No ha de faltar quien relacione el mutis por el foro que acaba de hacer Leonard Cohen con el triunfo electoral de Trump. Y lo cierto es que no cabe descartar ninguna hipótesis. Aunque bien es verdad que el poeta y cantante canadiense ya había dicho públicamente adiós en una larga y valiente entrevista, que alcanzó una gran resonancia. El elegante y sensible caballero fue un hombre de palabra hasta el final. De hecho, el que puede considerarse su testamento vital y artístico, You want it darker (ver vídeo abajo), explicita con meridiana claridad que ya está listo para emprender el viaje definitivo. En más de un detalle, su despedida me ha traído a la memoria la que hace unos meses hiciera David Bowie con su Lazarus. De las varias ocasiones en que la figura o la obra de Leonrad Cohen se han asomado a La Posada, rescato ahora, como homenaje más que póstumo intemporal, esta crónica de su actuación en Madrid en el otoño del 2009. Que sigan sonando sus palabras y su música: la íntima e inconfundible forma de decir las primeras, y el singular y sensible modo de convertir la segunda en una de las manifestaciones más creíbles, lúcidas y conmovedoras de la plegaria. Será difícil volver a escuchar ninguna de sus canciones sin que se nos salten, otra vez, las lágrimas. O se nos dibuje, también, una sonrisa. Y, naturalmente, estaremos llorando y riendo por nosotros mismos. Descanse en paz.
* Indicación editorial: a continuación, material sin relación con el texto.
PR #6551, opened 2022-07-20
0.23 -> main

armanbilge:
No conflicts.


server/shared/src/main/scala/org/http4s/server/middleware/Throttle.scala
```diff
@@ -129,9 +129,14 @@ object Throttle {
       Throttle.httpRoutes(bucket, defaultResponse[F] _)(httpRoutes)
     )
 
+  @deprecated("Use httpApp instead.", "0.23.14")
+  def httpAapp[F[_]](amount: Int, per: FiniteDuration)(httpApp: HttpApp[F])(implicit
```
danicheg, line 133: I think we can remove this

danicheg (approved):

server/shared/src/main/scala/org/http4s/server/middleware/Throttle.scala
armanbilge: Maybe we should give once cycle of deprecation, to help migration?

danicheg: 🤷🏻 Can't suggest how many users might be affected by just removing this, but this was introduced weeks ago

danicheg: I don't mind if we release this with deprecation and then remove it. Just we definitely have to remove it for 1.0 :)

ChristopherDavenport (approved):

PR #6554, opened 2022-07-21
Freshen up `Middleware` docs

### LINKED ISSUE #5086: middleware.md still refers to HttpService
Thanks to @nafg for pointing that out [here](https://github.com/http4s/http4s/pull/1693#issuecomment-900737068).

danicheg:
Fixes #5086.
I did it very straightforwardly. If you have something to add, let me know.

### DIFF
--- a/docs/docs/middleware.md
+++ b/docs/docs/middleware.md
@@ -111,7 +111,7 @@ newService.orNotFound(badRequest).unsafeRunSync()
 Let's consider Authentication middleware as an example. Authentication
 middleware is a function that takes `AuthedRoutes[F]` 
 (that translates to `AuthedRequest[F, T] => F[Option[Response[F]]]`) 
-and returns `HttpRoutes[F]` (that translates to `Request[F, T] => F[Option[Response[F]]]`). 
+and returns `HttpRoutes[F]` (that translates to `Request[F] => F[Option[Response[F]]]`). 
 There is a type defined for this in the `http4s.server` package:
 
 ```scala
--- a/docs/docs/middleware.md
+++ b/docs/docs/middleware.md
@@ -5,7 +5,7 @@ the `Request` sent to service, and/or the `Response` returned by the service. In
 some cases, such as [Authentication], middleware may even prevent the service
 from being called.
 
-At its most basic, middleware is simply a function that takes one service
+At its most basic, middleware is a function that takes one service
 and returns another. The middleware function can take any additional parameters 
 it needs to perform its task. Let's look at a simple example.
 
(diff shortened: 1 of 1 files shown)


docs/docs/middleware.md
```diff
@@ -1,14 +1,13 @@
 # Middleware
 
-A middleware is a wrapper around a [service] that provides a means of manipulating
```
danicheg, line 3: I can be biased, but explaining things using 'wrapper' things doesn't help much.

docs/docs/middleware.md
```diff
@@ -1,14 +1,13 @@
...
+A middleware is an abstraction around a [service] that provides a means of manipulating
 the `Request` sent to service, and/or the `Response` returned by the service. In
 some cases, such as [Authentication], middleware may even prevent the service
 from being called.
 
-At its most basic, middleware is simply a function that takes one `Service` as a
-parameter and returns another `Service`. In addition to the `Service`, the middleware
-function can take any additional parameters it needs to perform its task. Let's look
-at a simple example.
+At its most basic, middleware is simply a function that takes one service
```
ChristopherDavenport, line 8: The word simply here has always bugged me.

docs/docs/middleware.md
```diff
@@ -107,29 +108,35 @@ newService.orNotFound(goodRequest).unsafeRunSync()
...
 ```
 
-It is possible for the wrapped `Service` to have different `Request` and `Response`
-types than the middleware. Authentication is, again, a good example. Authentication
-middleware is an `HttpService` (an alias for `Service[Request, Response]`) that wraps an `
-AuthedService` (an alias for `Service[AuthedRequest[T], Response]`. There is a type
-defined for this in the `http4s.server` package:
+Let's consider Authentication middleware as an example. Authentication
+middleware is a function that takes `AuthedRoutes[F]` 
+(an alias for `Kleisli[OptionT[F, *], AuthedRequest[F, T], Response[F]]`)
```
ChristopherDavenport, line 113: Instead of kleisli what about explaining it in terms of `AuthedRequest[F, T] => F[Option[Response[F]]]`

danicheg: good call, will fix this

docs/docs/middleware.md
```diff
@@ -107,29 +108,35 @@ newService.orNotFound(goodRequest).unsafeRunSync()
...
 
-It is possible for the wrapped `Service` to have different `Request` and `Response`
-types than the middleware. Authentication is, again, a good example. Authentication
-middleware is an `HttpService` (an alias for `Service[Request, Response]`) that wraps an `
-AuthedService` (an alias for `Service[AuthedRequest[T], Response]`. There is a type
-defined for this in the `http4s.server` package:
+Let's consider Authentication middleware as an example. Authentication
+middleware is a function that takes `AuthedRoutes[F]` 
+(that translates to `AuthedRequest[F, T] => F[Option[Response[F]]]`) 
+and returns `HttpRoutes[F]` (that translates to `Request[F, T] => F[Option[Response[F]]]`).
```
ChristopherDavenport, line 114:
```suggestion
and returns `HttpRoutes[F]` (that translates to `Request[F] => F[Option[Response[F]]]`). 
```

ChristopherDavenport (commented):
I love it, theres a fix thats still needed but I like it a lot.

ChristopherDavenport:
My wonder I've always had is what if we generally omitted the `Request[F]` to just call in `Request` docs. This is more a discussion point than something I want to see addressed here. That way when explaining it would look like `Request => F[Option[Response]]` which hides the noise that has to do with the internal stream bodies.

docs/docs/middleware.md
danicheg: 🤦🏻  thank you for pointing this out

danicheg:
I think that hiding the `F` type parameter is absolutely legit in docs, especially when we're explaining things using pseudo-code. And vice versa, every code snippet should be compiled and ready for copy-pasting by users.

ChristopherDavenport (approved):

PR #6555, opened 2022-07-22
Rewrite hashcode computation for `Uri.Path`

### LINKED ISSUE #6538: `PathSuite.hashcode should be consistent with equality` flake
/cc @FrancescoSerra 

```
==> X org.http4s.PathSuite.hashcode should be consistent with equality0.016s munit.FailException: /home/runner/work/http4s/http4s/tests/shared/src/test/scala/org/http4s/PathSuite.scala:37
36:
37:  test("hashcode should be consistent with equality") {
38:    forAll { (a: Path, b: Path) =>
Failing seed: KgTzLMfGMbGjFL7Ip90jnCi2YhdvVuUa2fKVcDQc_UJ=
  override val scalaCheckInitialSeed = "KgTzLMfGMbGjFL7Ip90jnCi2YhdvVuUa2fKVcDQc_UJ="
Falsified after 1 passed tests.
> ARG_0: /@
> ARG_1: @/
    at munit.Assertions.fail$(Assertions.scala:277)
    at munit.FunSuite.fail(FunSuite.scala:11)
    at munit.ScalaCheckSuite.$anonfun$propToTry$4(ScalaCheckSuite.scala:104)
    at scala.util.Try$.apply(Try.scala:210)
    at munit.ScalaCheckSuite.propToTry(ScalaCheckSuite.scala:104)
    at munit.ScalaCheckSuite.$anonfun$scalaCheckPropTransform$3(ScalaCheckSuite.scala:46)
    at scala.concurrent.impl.Promise$Transformation.run(Promise.scala:475)
    at cats.effect.IOFiber.executeRunnableR(IOFiber.scala:1400)
    at cats.effect.IOFiber.run(IOFiber.scala:147)
    at cats.effect.unsafe.WorkerThread.run(WorkerThread.scala:523)
```

https://github.com/http4s/http4s/runs/7374681276?check_suite_focus=true#step:13:913

FrancescoSerra:
Closes #6538

The actual fix would be along the lines of what was discussed [here](https://github.com/http4s/http4s/discussions/5930#discussioncomment-2997587), but we'll have to wait for [cats-uri](https://github.com/typelevel/cats-uri) for a definitive solution

### DIFF
--- a/core/shared/src/main/scala/org/http4s/Uri.scala
+++ b/core/shared/src/main/scala/org/http4s/Uri.scala
@@ -553,7 +553,8 @@ object Uri extends UriPlatform {
           )
       }
 
-    implicit val http4sInstancesForPath: Order[Path] with Semigroup[Path] with Hash[Path] =
+    def http4sInstancesForPath: : Order[Path] with Semigroup[Path] = http4sInstancesForPathBinCompat
+    implicit val http4sInstancesForPathBinCompat: Order[Path] with Semigroup[Path] with Hash[Path] =
       new Order[Path] with Semigroup[Path] with Hash[Path] {
         def compare(x: Path, y: Path): Int = {
           def comparePaths[A: Order](focus: Path => A): Int =
--- a/core/shared/src/main/scala/org/http4s/Uri.scala
+++ b/core/shared/src/main/scala/org/http4s/Uri.scala
@@ -339,12 +339,14 @@ object Uri extends UriPlatform {
     private def doEquals(path: Path): Boolean =
       this.segments == path.segments && path.absolute == this.absolute && path.endsWithSlash == this.endsWithSlash
 
-    override def hashCode(): Int = {
-      var hash = segments.hashCode()
-      hash += 31 * absolute.hashCode()
-      hash += 31 * endsWithSlash.hashCode()
-      hash
-    }
+    override def hashCode(): Int =
+      // this prevents hashcode clashing when two Paths have `absolute` and `endWithSlash`
+      // asymmetric values, i.e. path1 (absolute = true, endWithSlash = false), path2 (absolute = false, endWithSlash = true)
+      31 * (
+        31 * (
+          31 * endsWithSlash.##
+        ) + absolute.##
+      ) + segments.##
 
     def render(writer: Writer): writer.type = {
       val start = if (absolute) "/" else ""
--- a/core/shared/src/main/scala/org/http4s/Uri.scala
+++ b/core/shared/src/main/scala/org/http4s/Uri.scala
@@ -55,6 +55,7 @@ import java.nio.charset.StandardCharsets
 import java.nio.charset.{Charset => JCharset}
 import scala.collection.immutable
 import scala.math.Ordered
+import scala.util.hashing.MurmurHash3
 
 /** Representation of the [[Request]] URI
   *
@@ -342,11 +343,15 @@ object Uri extends UriPlatform {
     override def hashCode(): Int =
       // this prevents hashcode clashing when two Paths have `absolute` and `endWithSlash`
       // asymmetric values, i.e. path1 (absolute = true, endWithSlash = false), path2 (absolute = false, endWithSlash = true)
-      31 * (
-        31 * (
-          31 * endsWithSlash.##
-        ) + absolute.##
-      ) + segments.##
+      {
+        var hash =
+          MurmurHash3.mix(MurmurHash3.productSeed, "Uri.Path".##)
+
+        hash = MurmurHash3.mix(hash, segments.##)
+        hash = MurmurHash3.mix(hash, absolute.##)
+        hash = MurmurHash3.mix(hash, endsWithSlash.##)
+        MurmurHash3.finalizeHash(hash, 3)
+      }
 
     def render(writer: Writer): writer.type = {
       val start = if (absolute) "/" else ""
--- a/core/shared/src/main/scala/org/http4s/Uri.scala
+++ b/core/shared/src/main/scala/org/http4s/Uri.scala
@@ -340,16 +340,13 @@ object Uri extends UriPlatform {
     private def doEquals(path: Path): Boolean =
       this.segments == path.segments && path.absolute == this.absolute && path.endsWithSlash == this.endsWithSlash
 
-    override def hashCode(): Int =
-      // this prevents hashcode clashing when two Paths have `absolute` and `endWithSlash`
-      // asymmetric values, i.e. path1 (absolute = true, endWithSlash = false), path2 (absolute = false, endWithSlash = true)
-      {
-        var hash = Path.hashSeed
-        hash = MurmurHash3.mix(hash, segments.##)
-        hash = MurmurHash3.mix(hash, absolute.##)
-        hash = MurmurHash3.mix(hash, endsWithSlash.##)
-        MurmurHash3.finalizeHash(hash, 3)
-      }
+    override def hashCode(): Int = {
+      var hash = Path.hashSeed
+      hash = MurmurHash3.mix(hash, segments.##)
+      hash = MurmurHash3.mix(hash, absolute.##)
+      hash = MurmurHash3.mix(hash, endsWithSlash.##)
+      MurmurHash3.finalizeHash(hash, 3)
+    }
 
     def render(writer: Writer): writer.type = {
       val start = if (absolute) "/" else ""
--- a/core/shared/src/main/scala/org/http4s/Uri.scala
+++ b/core/shared/src/main/scala/org/http4s/Uri.scala
@@ -54,7 +54,6 @@ import java.nio.CharBuffer
 import java.nio.charset.StandardCharsets
 import java.nio.charset.{Charset => JCharset}
 import scala.collection.immutable
-import scala.math.Ordered
 import scala.util.hashing.MurmurHash3
 
 /** Representation of the [[Request]] URI
--- a/core/shared/src/main/scala/org/http4s/Uri.scala
+++ b/core/shared/src/main/scala/org/http4s/Uri.scala
@@ -428,14 +428,7 @@ object Uri extends UriPlatform {
     def toRelative: Path = copy(absolute = false)
   }
 
-  private[Uri] trait LowPriorityImplicitsForPath {
-    implicit val pathHash: Hash[Path] = new Hash[Path] {
-      override def hash(x: Path): Int = x.##
-      override def eqv(x: Path, y: Path): Boolean = x == y
-    }
-  }
-
-  object Path extends LowPriorityImplicitsForPath {
+  object Path {
     val empty: Path = new Path(Vector.empty, absolute = false, endsWithSlash = false)
     val Root: Path = new Path(Vector.empty, absolute = true, endsWithSlash = true)
     lazy val Asterisk: Path =
@@ -560,8 +553,8 @@ object Uri extends UriPlatform {
           )
       }
 
-    implicit val http4sInstancesForPath: Order[Path] with Semigroup[Path] =
-      new Order[Path] with Semigroup[Path] {
+    implicit val http4sInstancesForPath: Order[Path] with Semigroup[Path] with Hash[Path] =
+      new Order[Path] with Semigroup[Path] with Hash[Path] {
         def compare(x: Path, y: Path): Int = {
           def comparePaths[A: Order](focus: Path => A): Int =
             compareField(x, y, focus)
@@ -573,6 +566,8 @@ object Uri extends UriPlatform {
         }
 
         def combine(x: Path, y: Path): Path = x.concat(y)
+
+        def hash(x: Path): Int = x.##
       }
 
   }
--- a/core/shared/src/main/scala/org/http4s/Uri.scala
+++ b/core/shared/src/main/scala/org/http4s/Uri.scala
@@ -428,7 +428,14 @@ object Uri extends UriPlatform {
     def toRelative: Path = copy(absolute = false)
   }
 
-  object Path {
+  private[Uri] trait LowPriorityImplicitsForPath {
+    implicit val pathHash: Hash[Path] = new Hash[Path] {
+      override def hash(x: Path): Int = x.##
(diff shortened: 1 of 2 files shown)


core/shared/src/main/scala/org/http4s/Uri.scala
```diff
@@ -339,12 +339,14 @@ object Uri extends UriPlatform {
     private def doEquals(path: Path): Boolean =
       this.segments == path.segments && path.absolute == this.absolute && path.endsWithSlash == this.endsWithSlash
 
-    override def hashCode(): Int = {
-      var hash = segments.hashCode()
-      hash += 31 * absolute.hashCode()
-      hash += 31 * endsWithSlash.hashCode()
-      hash
-    }
+    override def hashCode(): Int =
```
danicheg, line 342: Since we're breaking how we calculate hashCode, I suggest calculating it in a manner as Scala 2.13 does for case classes. It should bring much fewer collisions. WDYT?

danicheg: I recently did the same for [`HttpVersion` hashCode()](https://github.com/http4s/http4s/pull/6544/files#diff-d2517b0e3afb33d3674f2249a71dd41ec8a966644a9930d334169e3753728c8cR79-R84), I can say it produces an identical result with Scala 2.13.

FrancescoSerra: cool! Do you have a preference over whether to implement it exactly as you did for `HttpVersion` or is the snippet I posted above fine?

armanbilge: I don't think `System.identityHashCode` is right, it's based on the underlying reference. E.g.
```
val x = Some(1)
val y = Some(1)
```

`x` and `y` would not have the same `identityHashCode` because they are different references.

FrancescoSerra: Gotcha. Let me fix that

armanbilge:
I'm very sorry this PR missed the release, it's a good fix and I think it could have landed but unfortunately nobody had reviewed and I was focused on https://github.com/typelevel/fs2/security/advisories/GHSA-2cpx-6pqp-wf35.

@danicheg would you be able to look again when you have a chance? Thanks!

danicheg (commented):
To be honest, I'm not sure that we're free to do that change in 0.23 and not in 1.0. But I like the technical solution in general :+1:

armanbilge:
> To be honest, I'm not sure that we're free to do that change in 0.23 and not in 1.0.

I mean, it's a bug fix, if the equality and hashcode are not consistent with each other then one of them has to change :)

danicheg:
> I mean, it's a bug fix

Sure, but we change the whole mechanism of `hashCode` calculating. So this might affect users somehow (in a pretty strange way though). But maybe I'm overthinking, so feel free to decide on your own about this one.

core/shared/src/main/scala/org/http4s/Uri.scala
```diff
@@ -339,12 +340,18 @@ object Uri extends UriPlatform {
...
+      // this prevents hashcode clashing when two Paths have `absolute` and `endWithSlash`
+      // asymmetric values, i.e. path1 (absolute = true, endWithSlash = false), path2 (absolute = false, endWithSlash = true)
+      {
+        var hash =
+          MurmurHash3.mix(MurmurHash3.productSeed, "Uri.Path".##)
```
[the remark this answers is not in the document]
FrancescoSerra: Yep, makes sense

core/shared/src/main/scala/org/http4s/Uri.scala
```diff
@@ -339,12 +340,16 @@ object Uri extends UriPlatform {
...
-    override def hashCode(): Int = {
-      var hash = segments.hashCode()
-      hash += 31 * absolute.hashCode()
-      hash += 31 * endsWithSlash.hashCode()
-      hash
-    }
+    override def hashCode(): Int =
+      // this prevents hashcode clashing when two Paths have `absolute` and `endWithSlash`
+      // asymmetric values, i.e. path1 (absolute = true, endWithSlash = false), path2 (absolute = false, endWithSlash = true)
+      {
```
armanbilge, line 346: Sorry, what is "this"? Also, can we add a test case for exactly this clashing scenario you describe? Thanks! :)

FrancescoSerra: Good point on the wording - I'll rephrase. Yeah, and I'll add the example based test for the scenario described :+1:

tests/shared/src/test/scala/org/http4s/PathSuite.scala
```diff
@@ -41,6 +45,21 @@ class PathSuite extends Http4sSuite {
...
+    val nonEmptySegmentsPathGen =
+      http4sTestingAbitraryForPath.arbitrary.suchThat(_.segments.nonEmpty)
+
+    forAll(nonEmptySegmentsPathGen) { (path0: Path) =>
+      val a = Path(path0.segments, true, false)
+      val b = Path(path0.segments, false, true)
+
+      assert(a.## != b.##)
+    }
+  }
```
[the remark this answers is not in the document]
FrancescoSerra: > I'm actually confused if this is a bug vs a poor implementation of hashCode

I'm failing to see the difference: a poor implementation is it not a bug? I mean, I can see why it's not _strictly_ a bug, but definitely an enabler of potential bugs, right?
I still think it's worth changing the generation of the hashcode, as this is definitely a sounder way of doing it compared to what it was before, and I concur with you that it's an improvement (albeit not the best possible solution, because - me being a broken record - I think that the whole implementation of `Uri.Path` as it stands is broken and we'll need cats-uri to reach us for the proper solution).

> which makes me suspicious that the other test is testing something that isn't actually true

I'm confused by your confusion :grinning: the other test is testing that with 2 different Paths we should also get 2 different hashcodes. Why is that not actually true?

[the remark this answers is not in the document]
armanbilge: > I'm failing to see the difference: a poor implementation is not a bug? I mean, I can see why it's not strictly a bug, but definitely an enabler of potential bugs, right?

It's not an enabler of bugs, it would be a bug to depend on hashcodes in this way. But certainly it's an enabler of performance degradation. For example it would lead to collisions with `HashMap` (but if the `HashMap` breaks because of this, then the `HashMap` is broken.

> I'm confused by your confusion 😀 the other test is testing that with 2 different Paths we should also get 2 different hashcodes. Why is that not actually true?

The pigeonhole principle :) 🐦 there are an infinite number of possible paths, but only 2^32 possible hashcodes. Therefore, there must exist different paths that have the same hashcode.

https://en.wikipedia.org/wiki/Pigeonhole_principle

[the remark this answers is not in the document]
FrancescoSerra: > it would be a bug to depend on hashcodes in this way

I agree with that

> The pigeonhole principle

well, yes, but what's the solution then? Not test the custom implementation of `Path.hashcode`? Arguably it's still useful, considering that we found out about the weaker implementation by doing it.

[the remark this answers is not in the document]
armanbilge: > Arguably it's still useful, considering that we found out about the weaker implementation by doing it.

Great question, see https://github.com/typelevel/cats/pull/4118#issuecomment-1023517001 for some discussion.

> Not test the custom implementation of `Path.hashcode`?

We should definitely test it! But only test things that are actually supposed to hold. For example, if the hashCodes are different, then they should be different by equality. Also, if they are equal, then the hashcodes should be the same. But asserting that the hashCodes are different just because the `Path`s are different does not hold, nor does asserting that the `Path`s are equal because the hashCodes are.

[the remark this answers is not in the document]
FrancescoSerra: > see https://github.com/typelevel/cats/pull/4118#issuecomment-1023517001 for some discussion.

I couldn't agree more: in spite of being naive, the PB test that generated the error reported originally, surfaced that tiny chance of collision which we're now investigating :smile: 

> For example, if the hashCodes are different, then the Paths should be different by equality. Also, if they are equal, then the hashcodes should be the same.

Yes, this is the right idea here - I'll change the test accordingly. Thanks for elaborating!

tests/shared/src/test/scala/org/http4s/PathSuite.scala
```diff
@@ -28,16 +28,24 @@ class PathSuite extends Http4sSuite {
...
   test("hashcode should be consistent with equality") {
     forAll { (a: Path, b: Path) =>
-      if (a == b) a.## == b.##
-      else a.## != b.##
+      assert(
+        if (a.## != b.##)
+          a != b // if the hashCodes are different, then the Paths should be different by equality
+        else
+          (a == b) && (a.## == b.##) // if the Paths are equal, then the hashcodes should be the same
+      )
```
armanbilge, line 48: I wonder if this law is expressing the same idea, the expression is so concise I'm not exactly sure 😂 in any case, I think it would be good to run the `HashTests` for `Path`.
https://github.com/typelevel/cats/blob/771c6c802f59c72dbc1be1898081c9c882ddfeb0/kernel-laws/shared/src/main/scala/cats/kernel/laws/HashLaws.scala#L30-L31

FrancescoSerra: And then, that's where you learn about something you didn't know existed :-D
Well, yes, that looks like it does!
While I'm on that, I'm thinking that maybe also the test above (`equals should be consistent with equality`) could be evicted by running `EqTests` for `Path`? https://github.com/typelevel/cats/blob/771c6c802f59c72dbc1be1898081c9c882ddfeb0/kernel-laws/shared/src/main/scala/cats/kernel/laws/EqLaws.scala
wdyt?

armanbilge: Ah, yes, sounds good! Delegating to law tests is always good.

tests/shared/src/test/scala/org/http4s/PathSuite.scala
```diff
@@ -24,30 +25,8 @@ import org.scalacheck.Prop._
...
-      assert(
-        if (a.## != b.##)
-          a != b // if the hashCodes are different, then the Paths should be different by equality
-        else
-          (a == b) && (a.## == b.##) // if the Paths are equal, then the hashcodes should be the same
-      )
-    }
-  }
+  checkAll("Hash[Path]", HashTests[Path](Hash.fromHashing).hash)
+  checkAll("Eq[Path]", EqTests[Path].eqv)
```
armanbilge, line 29: Are we missing a `Hash` instance? Maybe we should add that.

core/shared/src/main/scala/org/http4s/Uri.scala
```diff
@@ -428,7 +428,14 @@ object Uri extends UriPlatform {
     def toRelative: Path = copy(absolute = false)
   }
 
-  object Path {
+  private[Uri] trait LowPriorityImplicitsForPath {
+    implicit val pathHash: Hash[Path] = new Hash[Path] {
+      override def hash(x: Path): Int = x.##
+      override def eqv(x: Path, y: Path): Boolean = x == y
+    }
+  }
```
armanbilge, line 436: Nice! Sorry, on second thought I think we can just mixin `with Hash` to the existing instances.
https://github.com/http4s/http4s/blob/8e31e5f69b1e7b92d7bb3176a8c0719d5b4b7cc2/core/shared/src/main/scala/org/http4s/Uri.scala#L563-L564

FrancescoSerra: Right!

core/shared/src/main/scala/org/http4s/Uri.scala
```diff
@@ -560,8 +553,8 @@ object Uri extends UriPlatform {
           )
       }
 
-    implicit val http4sInstancesForPath: Order[Path] with Semigroup[Path] =
-      new Order[Path] with Semigroup[Path] {
+    implicit val http4sInstancesForPath: Order[Path] with Semigroup[Path] with Hash[Path] =
+      new Order[Path] with Semigroup[Path] with Hash[Path] {
```
armanbilge, line 557: I think something like this will fix the bincompat:

```suggestion
    def http4sInstancesForPath: : Order[Path] with Semigroup[Path] = http4sInstancesForPathBinCompat
    implicit val http4sInstancesForPathBinCompat: Order[Path] with Semigroup[Path] with Hash[Path] =
      new Order[Path] with Semigroup[Path] with Hash[Path] {
```

FrancescoSerra: Nice trick!

tests/shared/src/test/scala/org/http4s/PathSuite.scala
```diff
@@ -24,22 +24,8 @@ import org.scalacheck.Prop._
 class PathSuite extends Http4sSuite {
   checkAll("Order[Path]", OrderTests[Path].order)
   checkAll("Semigroup[Path]", SemigroupTests[Path].semigroup)
```
armanbilge, line 26: Ah, we are already running tests for `Order[Path]`, then tests for `Eq[Path]` are redundant. Actually tests for `Hash[Path]` also run the `Eq` tests as well :)

armanbilge (commented):
LGTM, just realized we are running some redundant tests :)

tests/shared/src/test/scala/org/http4s/PathSuite.scala
FrancescoSerra: well spotted! Thanks :-)

armanbilge (approved):
The JavaDoc says

> The general contract of hashCode is: ... This integer need not remain consistent from one execution of an application to another execution of the same application.

https://docs.oracle.com/javase/8/docs/api/java/lang/Object.html#hashCode()

So I'd say it's safe to change. Anyone who is using this is much more likely to care about collisions than this being consistent across http4s versions.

Mr Cohen inaugura el otoño
El verano, que me dejó la luz de la música de Irlanda mezclada con viejos sueños infantiles y las voces de sus poetas dando nombre exacto a muchos presentimientos, se resistía a marcharse y amenazaba con prolongar su sugerencia de vida aplazada, cuando el caballero zen y su grupo de artistas prodigiosos vinieron a poner las cosas en su sitio e inauguraron las armonías e incertidumbres del otoño.
Tuve la suerte de asistir la otra noche al recital que Leonard Cohen dio en Madrid y creí comprender definitivamente por qué las melodías susurradas y de apariencia monótona de este irónico, romántico y elegante poeta tienen tanto peso en la banda sonora de muchas vidas (disculpen el tópico pero creo que es justamente así). Y desde hace tanto tiempo: en la mía desde al menos 30 años.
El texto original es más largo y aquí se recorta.